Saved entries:

PR #3075, opened 2025-02-27
Add zip

### LINKED ISSUE #2951: [Feature Request]: File input to support zip files (and auto extract them on front end)
### Feature Description

File input to support zip files (and auto extract them on front end)
Note zip files my contain many directories, all directories should be checked, only file types matching the accept type of input should be chosen

Extraction may take time, perhaps some loading screen if extract takes place?

_No response_

### Suggested Implementation

_No response_

### Additional Information

_No response_

ryantang247:
# Description of Changes

- Made a recursive function that checks if a file is a zip, then scans its contents. If the content is a zip, or an accepted file type (non-folder, size > 0), add it and repeat the check for zips
- Change all convert fragment to accept application/zip
- Slightly modified the input file styling to include an ID for appending the "Extracting" text
- Added language translation for the "Extracting..." text
- (Edit March 3) Removed recursive function, zip file inside target zip file is excluded
- For decrypt function after uploading the file, i reused one webworker to handle the decryption , since in the previous code the workers are created but not detroyed for every single file, this caused a huge slow down for uploading large files due to creation of threads and thus this proposal.

- Closes #2951 

---

### General

- [ ✅] I have read the [Contribution Guidelines](https://github.com/Stirling-Tools/Stirling-PDF/blob/main/CONTRIBUTING.md)
- [✅ ] I have read the [Stirling-PDF Developer Guide](https://github.com/Stirling-Tools/Stirling-PDF/blob/main/DeveloperGuide.md) (if applicable)
- [✅ ] I have performed a self-review of my own code
- [✅ ] My changes generate no new warnings

image
Added extracting text (for all language).

### Testing (if applicable)

- [ ✅] I have tested my changes locally. Refer to the [Testing Guide](https://github.com/Stirling-Tools/Stirling-PDF/blob/main/DeveloperGuide.md#6-testing) for more details.

### DIFF
--- a/.devcontainer/devcontainer.json
+++ b/.devcontainer/devcontainer.json
@@ -6,7 +6,7 @@
         // Sets the run context to one level up instead of the .devcontainer folder.
         "context": "..",
         // Update the 'dockerFile' property if you aren't using the standard 'Dockerfile' filename.
-        "dockerfile": "../Dockerfile.dev",
+        "dockerfile": "../Dockerfile.dev"
     },
     // Use 'forwardPorts' to make a list of ports inside the container available locally.
     "appPort": [8080],
@@ -110,5 +110,5 @@
     // Uncomment to connect as an existing user other than the container default. More info: https://aka.ms/dev-containers-non-root.
     "remoteUser": "devuser",
     "shutdownAction": "stopContainer",
-    "postStartCommand": "chmod +x scripts/init-setup.sh && ./scripts/init-setup.sh"
+    "postStartCommand": "./scripts/init-setup.sh"
 }
--- a/.devcontainer/devcontainer.json
+++ b/.devcontainer/devcontainer.json
@@ -1,0 +1,114 @@
+// For format details, see https://aka.ms/devcontainer.json. For config options, see the
+// README at: https://github.com/devcontainers/templates/tree/main/src/docker-existing-dockerfile
+{
+    "name": "Stirling-PDF Dev Container",
+    "build": {
+        // Sets the run context to one level up instead of the .devcontainer folder.
+        "context": "..",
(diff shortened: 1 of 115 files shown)


ryantang247:
> > * Made a recursive function that checks if a file is a zip, then scans its contents. If the content is a zip, or an accepted file type (non-folder, size > 0), add it and repeat the check for zips
> 
> @ryantang247 should this not be regulated in terms of zip bombs and excessive utilization of resources

Thanks for mentioning the issue of zip bombs, so one measure I could take is to remove the recursion and also limit the (total) size of the file being processed. For the latter, how much would the limit be? And is there any more edge-case scenario that I should consider?

Frooodle:
I don't think a filesize limit is needed just a file count no more than 1000 files or something

ryantang247:
> Hi, thanks for our commit. The functionality is excelent, great work! Could you please look into altering the file input itself to just always accept zip files rather than altering every html file to add it to the fragment?

If im not mistaken it means just updating the common fragment? If so I've removed all the accept'application/zip' in each HTML file and let one fragment do the job

reecebrowne:
Hi there, the change to the fragment is perfect. There are quite a few html files that still have changes where git is flagging that more or less identical code has been removed and replaced in big chunks. Since no HTML files have now had any meaningful changes in them could you please revert the changes on all of these rather than just deleting the lines you added? Just helps clean things up. Thanks!

ryantang247:
@reecebrowne Ive tried to clean up my commit history, but I feel like this is the best I can do so far (using rebasing and stuff, with the actual files changed decreased). I might just create a new PR with a cleaner commit.

Frooodle (approved):

reecebrowne (approved):

Issue #3283, opened 2025-04-01
Tracking Pixel Sends Data Even When Users Opt Out


webysther:
Please disable the [pixel](https://github.com/Stirling-Tools/Stirling-PDF/blob/3f0e8786941d23e5661d9ef220a0beb85a00299e/src/main/resources/templates/fragments/common.html#L44), if the data become expose this can expose networks or sensitive information.

For anyone, add a DNS Rewrite to pixel.stirlingpdf.com to 0.0.0.0 or block in the firewall:

Adguard Home (filers -> DNS rewrites):

![Image](https://github.com/user-attachments/assets/f16edb0b-eeee-43b1-ba26-fa4c6c93b4cb)

Ubuntu (ufw):

```sh
nslookup pixel.stirlingpdf.com
dig +short pixel.stirlingpdf.com

sudo ufw deny out to IP-RETURNED-HERE
sudo ufw reload
```

Ubuntu (hosts):

```sh
echo "127.0.0.1 pixel.stirlingpdf.com" | sudo tee -a /etc/hosts
```

Windows (C:\Windows\System32\drivers\etc\hosts) (more easy with [PowerToys](https://learn.microsoft.com/en-us/windows/powertoys/hosts-file-editor)):

```sh
127.0.0.1 pixel.stirlingpdf.com
```

Using nginx-proxy-manager (this solution also block outside the internal network):

```nginx
location / {
  proxy_pass http://127.0.0.1:8080/;
  proxy_set_header Host $host;
  proxy_set_header X-Real-IP $remote_addr;
  proxy_set_header X-Forwarded-For $proxy_add_x_forwarded_for;
  proxy_set_header X-Forwarded-Proto $scheme;
  sub_filter "pixel.stirlingpdf.com" "$host";
  sub_filter_once on;
}

location /a.png {
    access_log off;
    return 200 "";
}
```

Frooodle:
Can you expand on this 
"expose networks or sensitive information"
There is no PII data in this pixel being tracked which is why we added it 
we certainly don't want this usecase for our users 


23/10/2025 edit: Sharing comment on this for new people viewing this https://github.com/Stirling-Tools/Stirling-PDF/issues/3283#issuecomment-3399018038

webysther:
> Can you expand on this "expose networks or sensitive information" There is no PII data in this pixel being tracked which is why added it we certainly don't want this usecase for our users and will add a setting to disable if needed

[...]

PR #3295, opened 2025-04-02
Removing tracking

webysther:
Related to #3283


Frooodle:
If we do remove this we would want to do it via a consent banner etc not fully remove it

YOUR GOAL: Write every record out again, unaltered.

ANSWER TO THE EXERCISE:
PR #3075, opened 2025-02-27
Add zip

### LINKED ISSUE #2951: [Feature Request]: File input to support zip files (and auto extract them on front end)
### Feature Description

File input to support zip files (and auto extract them on front end)
Note zip files my contain many directories, all directories should be checked, only file types matching the accept type of input should be chosen

Extraction may take time, perhaps some loading screen if extract takes place?

_No response_

### Suggested Implementation

_No response_

### Additional Information

_No response_

ryantang247:
# Description of Changes

- Made a recursive function that checks if a file is a zip, then scans its contents. If the content is a zip, or an accepted file type (non-folder, size > 0), add it and repeat the check for zips
- Change all convert fragment to accept application/zip
- Slightly modified the input file styling to include an ID for appending the "Extracting" text
- Added language translation for the "Extracting..." text
- (Edit March 3) Removed recursive function, zip file inside target zip file is excluded
- For decrypt function after uploading the file, i reused one webworker to handle the decryption , since in the previous code the workers are created but not detroyed for every single file, this caused a huge slow down for uploading large files due to creation of threads and thus this proposal.

- Closes #2951 

---

### General

- [ ✅] I have read the [Contribution Guidelines](https://github.com/Stirling-Tools/Stirling-PDF/blob/main/CONTRIBUTING.md)
- [✅ ] I have read the [Stirling-PDF Developer Guide](https://github.com/Stirling-Tools/Stirling-PDF/blob/main/DeveloperGuide.md) (if applicable)
- [✅ ] I have performed a self-review of my own code
- [✅ ] My changes generate no new warnings

image
Added extracting text (for all language).

### Testing (if applicable)

- [ ✅] I have tested my changes locally. Refer to the [Testing Guide](https://github.com/Stirling-Tools/Stirling-PDF/blob/main/DeveloperGuide.md#6-testing) for more details.

### DIFF
--- a/.devcontainer/devcontainer.json
+++ b/.devcontainer/devcontainer.json
@@ -6,7 +6,7 @@
         // Sets the run context to one level up instead of the .devcontainer folder.
         "context": "..",
         // Update the 'dockerFile' property if you aren't using the standard 'Dockerfile' filename.
-        "dockerfile": "../Dockerfile.dev",
+        "dockerfile": "../Dockerfile.dev"
     },
     // Use 'forwardPorts' to make a list of ports inside the container available locally.
     "appPort": [8080],
@@ -110,5 +110,5 @@
     // Uncomment to connect as an existing user other than the container default. More info: https://aka.ms/dev-containers-non-root.
     "remoteUser": "devuser",
     "shutdownAction": "stopContainer",
-    "postStartCommand": "chmod +x scripts/init-setup.sh && ./scripts/init-setup.sh"
+    "postStartCommand": "./scripts/init-setup.sh"
 }
--- a/.devcontainer/devcontainer.json
+++ b/.devcontainer/devcontainer.json
@@ -1,0 +1,114 @@
+// For format details, see https://aka.ms/devcontainer.json. For config options, see the
+// README at: https://github.com/devcontainers/templates/tree/main/src/docker-existing-dockerfile
+{
+    "name": "Stirling-PDF Dev Container",
+    "build": {
+        // Sets the run context to one level up instead of the .devcontainer folder.
+        "context": "..",
(diff shortened: 1 of 115 files shown)


ryantang247:
> > * Made a recursive function that checks if a file is a zip, then scans its contents. If the content is a zip, or an accepted file type (non-folder, size > 0), add it and repeat the check for zips
> 
> @ryantang247 should this not be regulated in terms of zip bombs and excessive utilization of resources

Thanks for mentioning the issue of zip bombs, so one measure I could take is to remove the recursion and also limit the (total) size of the file being processed. For the latter, how much would the limit be? And is there any more edge-case scenario that I should consider?

Frooodle:
I don't think a filesize limit is needed just a file count no more than 1000 files or something

ryantang247:
> Hi, thanks for our commit. The functionality is excelent, great work! Could you please look into altering the file input itself to just always accept zip files rather than altering every html file to add it to the fragment?

If im not mistaken it means just updating the common fragment? If so I've removed all the accept'application/zip' in each HTML file and let one fragment do the job

reecebrowne:
Hi there, the change to the fragment is perfect. There are quite a few html files that still have changes where git is flagging that more or less identical code has been removed and replaced in big chunks. Since no HTML files have now had any meaningful changes in them could you please revert the changes on all of these rather than just deleting the lines you added? Just helps clean things up. Thanks!

ryantang247:
@reecebrowne Ive tried to clean up my commit history, but I feel like this is the best I can do so far (using rebasing and stuff, with the actual files changed decreased). I might just create a new PR with a cleaner commit.

Frooodle (approved):

reecebrowne (approved):

Issue #3283, opened 2025-04-01
Tracking Pixel Sends Data Even When Users Opt Out


webysther:
Please disable the [pixel](https://github.com/Stirling-Tools/Stirling-PDF/blob/3f0e8786941d23e5661d9ef220a0beb85a00299e/src/main/resources/templates/fragments/common.html#L44), if the data become expose this can expose networks or sensitive information.

For anyone, add a DNS Rewrite to pixel.stirlingpdf.com to 0.0.0.0 or block in the firewall:

Adguard Home (filers -> DNS rewrites):

![Image](https://github.com/user-attachments/assets/f16edb0b-eeee-43b1-ba26-fa4c6c93b4cb)

Ubuntu (ufw):

```sh
nslookup pixel.stirlingpdf.com
dig +short pixel.stirlingpdf.com

sudo ufw deny out to IP-RETURNED-HERE
sudo ufw reload
```

Ubuntu (hosts):

```sh
echo "127.0.0.1 pixel.stirlingpdf.com" | sudo tee -a /etc/hosts
```

Windows (C:\Windows\System32\drivers\etc\hosts) (more easy with [PowerToys](https://learn.microsoft.com/en-us/windows/powertoys/hosts-file-editor)):

```sh
127.0.0.1 pixel.stirlingpdf.com
```

Using nginx-proxy-manager (this solution also block outside the internal network):

```nginx
location / {
  proxy_pass http://127.0.0.1:8080/;
  proxy_set_header Host $host;
  proxy_set_header X-Real-IP $remote_addr;
  proxy_set_header X-Forwarded-For $proxy_add_x_forwarded_for;
  proxy_set_header X-Forwarded-Proto $scheme;
  sub_filter "pixel.stirlingpdf.com" "$host";
  sub_filter_once on;
}

location /a.png {
    access_log off;
    return 200 "";
}
```

Frooodle:
Can you expand on this 
"expose networks or sensitive information"
There is no PII data in this pixel being tracked which is why we added it 
we certainly don't want this usecase for our users 


23/10/2025 edit: Sharing comment on this for new people viewing this https://github.com/Stirling-Tools/Stirling-PDF/issues/3283#issuecomment-3399018038

webysther:
> Can you expand on this "expose networks or sensitive information" There is no PII data in this pixel being tracked which is why added it we certainly don't want this usecase for our users and will add a setting to disable if needed

[...]

PR #3295, opened 2025-04-02
Removing tracking

webysther:
Related to #3283


Frooodle:
If we do remove this we would want to do it via a consent banner etc not fully remove it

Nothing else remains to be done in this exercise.